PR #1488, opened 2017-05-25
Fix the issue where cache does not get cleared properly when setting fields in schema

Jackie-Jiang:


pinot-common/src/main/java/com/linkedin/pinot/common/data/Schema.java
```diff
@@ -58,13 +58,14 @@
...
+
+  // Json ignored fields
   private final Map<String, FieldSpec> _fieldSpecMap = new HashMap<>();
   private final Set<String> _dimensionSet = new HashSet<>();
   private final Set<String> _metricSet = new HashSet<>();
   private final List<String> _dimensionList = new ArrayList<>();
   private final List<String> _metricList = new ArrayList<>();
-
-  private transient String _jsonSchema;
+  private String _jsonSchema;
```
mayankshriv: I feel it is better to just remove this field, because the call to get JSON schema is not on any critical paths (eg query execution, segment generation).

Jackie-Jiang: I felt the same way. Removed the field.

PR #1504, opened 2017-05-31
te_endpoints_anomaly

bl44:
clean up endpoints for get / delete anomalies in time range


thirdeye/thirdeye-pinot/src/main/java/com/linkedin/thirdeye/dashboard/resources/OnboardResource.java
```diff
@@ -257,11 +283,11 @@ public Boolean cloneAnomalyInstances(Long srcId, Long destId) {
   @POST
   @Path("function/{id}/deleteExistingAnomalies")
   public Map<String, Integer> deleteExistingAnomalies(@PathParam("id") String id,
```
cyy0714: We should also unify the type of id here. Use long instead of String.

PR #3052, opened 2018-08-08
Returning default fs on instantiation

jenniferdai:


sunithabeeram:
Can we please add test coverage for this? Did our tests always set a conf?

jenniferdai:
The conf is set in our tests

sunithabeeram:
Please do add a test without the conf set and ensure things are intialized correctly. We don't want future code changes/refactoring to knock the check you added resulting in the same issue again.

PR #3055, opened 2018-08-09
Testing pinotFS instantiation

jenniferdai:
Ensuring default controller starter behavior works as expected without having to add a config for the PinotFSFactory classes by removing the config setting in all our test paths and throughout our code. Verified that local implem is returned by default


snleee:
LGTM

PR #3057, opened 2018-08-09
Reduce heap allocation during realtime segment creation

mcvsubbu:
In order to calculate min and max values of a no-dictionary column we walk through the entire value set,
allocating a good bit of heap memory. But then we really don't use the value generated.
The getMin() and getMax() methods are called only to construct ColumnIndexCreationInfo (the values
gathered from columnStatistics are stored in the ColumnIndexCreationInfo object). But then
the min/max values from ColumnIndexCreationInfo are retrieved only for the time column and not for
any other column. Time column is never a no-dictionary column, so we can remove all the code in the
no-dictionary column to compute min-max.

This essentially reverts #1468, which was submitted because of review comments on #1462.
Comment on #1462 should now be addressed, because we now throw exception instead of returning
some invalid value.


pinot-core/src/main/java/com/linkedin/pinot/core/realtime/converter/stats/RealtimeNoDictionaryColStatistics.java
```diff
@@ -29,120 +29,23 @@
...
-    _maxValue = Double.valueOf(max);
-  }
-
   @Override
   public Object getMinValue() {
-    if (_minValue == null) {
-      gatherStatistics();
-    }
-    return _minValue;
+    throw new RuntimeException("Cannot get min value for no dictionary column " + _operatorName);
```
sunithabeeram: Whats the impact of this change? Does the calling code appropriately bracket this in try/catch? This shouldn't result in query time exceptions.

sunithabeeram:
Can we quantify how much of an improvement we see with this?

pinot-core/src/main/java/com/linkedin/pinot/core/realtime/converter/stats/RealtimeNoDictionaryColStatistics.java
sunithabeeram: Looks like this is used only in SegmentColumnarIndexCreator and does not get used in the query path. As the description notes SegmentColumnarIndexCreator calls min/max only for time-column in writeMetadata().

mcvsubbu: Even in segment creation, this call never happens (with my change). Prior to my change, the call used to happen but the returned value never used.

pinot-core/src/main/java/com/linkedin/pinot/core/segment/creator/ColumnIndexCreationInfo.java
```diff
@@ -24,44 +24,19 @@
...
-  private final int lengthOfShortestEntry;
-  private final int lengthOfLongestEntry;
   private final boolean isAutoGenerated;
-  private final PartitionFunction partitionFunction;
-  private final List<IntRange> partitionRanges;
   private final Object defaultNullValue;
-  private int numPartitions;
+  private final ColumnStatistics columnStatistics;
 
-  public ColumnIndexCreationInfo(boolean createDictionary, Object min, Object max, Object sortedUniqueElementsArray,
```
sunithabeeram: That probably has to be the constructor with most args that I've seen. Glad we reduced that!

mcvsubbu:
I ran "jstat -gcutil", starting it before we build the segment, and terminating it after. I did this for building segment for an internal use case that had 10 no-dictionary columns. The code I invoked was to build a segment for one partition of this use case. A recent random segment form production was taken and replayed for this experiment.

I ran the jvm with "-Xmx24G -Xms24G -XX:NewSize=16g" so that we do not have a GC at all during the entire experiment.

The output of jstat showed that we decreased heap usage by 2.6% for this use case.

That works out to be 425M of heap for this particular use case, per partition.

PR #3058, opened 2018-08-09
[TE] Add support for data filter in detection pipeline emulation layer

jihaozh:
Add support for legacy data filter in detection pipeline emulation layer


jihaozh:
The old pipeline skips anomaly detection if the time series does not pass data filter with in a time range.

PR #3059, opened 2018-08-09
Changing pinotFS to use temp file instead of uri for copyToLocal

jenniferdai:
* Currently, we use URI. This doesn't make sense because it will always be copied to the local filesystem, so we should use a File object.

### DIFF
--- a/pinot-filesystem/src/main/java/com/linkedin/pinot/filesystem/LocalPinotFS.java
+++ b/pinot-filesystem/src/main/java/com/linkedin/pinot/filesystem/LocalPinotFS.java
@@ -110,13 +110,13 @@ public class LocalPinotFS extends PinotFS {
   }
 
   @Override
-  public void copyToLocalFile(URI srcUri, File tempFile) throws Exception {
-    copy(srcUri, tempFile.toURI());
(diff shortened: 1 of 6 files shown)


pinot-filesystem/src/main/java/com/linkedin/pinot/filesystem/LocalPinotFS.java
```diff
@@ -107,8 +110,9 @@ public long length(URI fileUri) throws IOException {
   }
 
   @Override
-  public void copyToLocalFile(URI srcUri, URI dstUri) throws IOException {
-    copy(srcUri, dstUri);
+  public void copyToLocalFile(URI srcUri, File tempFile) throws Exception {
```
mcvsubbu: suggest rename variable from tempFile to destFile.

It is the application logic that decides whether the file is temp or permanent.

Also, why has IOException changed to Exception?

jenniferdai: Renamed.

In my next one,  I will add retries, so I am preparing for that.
--------------------------------
- [Task description] Whenever a line of the data holds the string "HashSet", pick that line out.

- [Result below]
   private final Set<String> _dimensionSet = new HashSet<>();
   private final Set<String> _metricSet = new HashSet<>();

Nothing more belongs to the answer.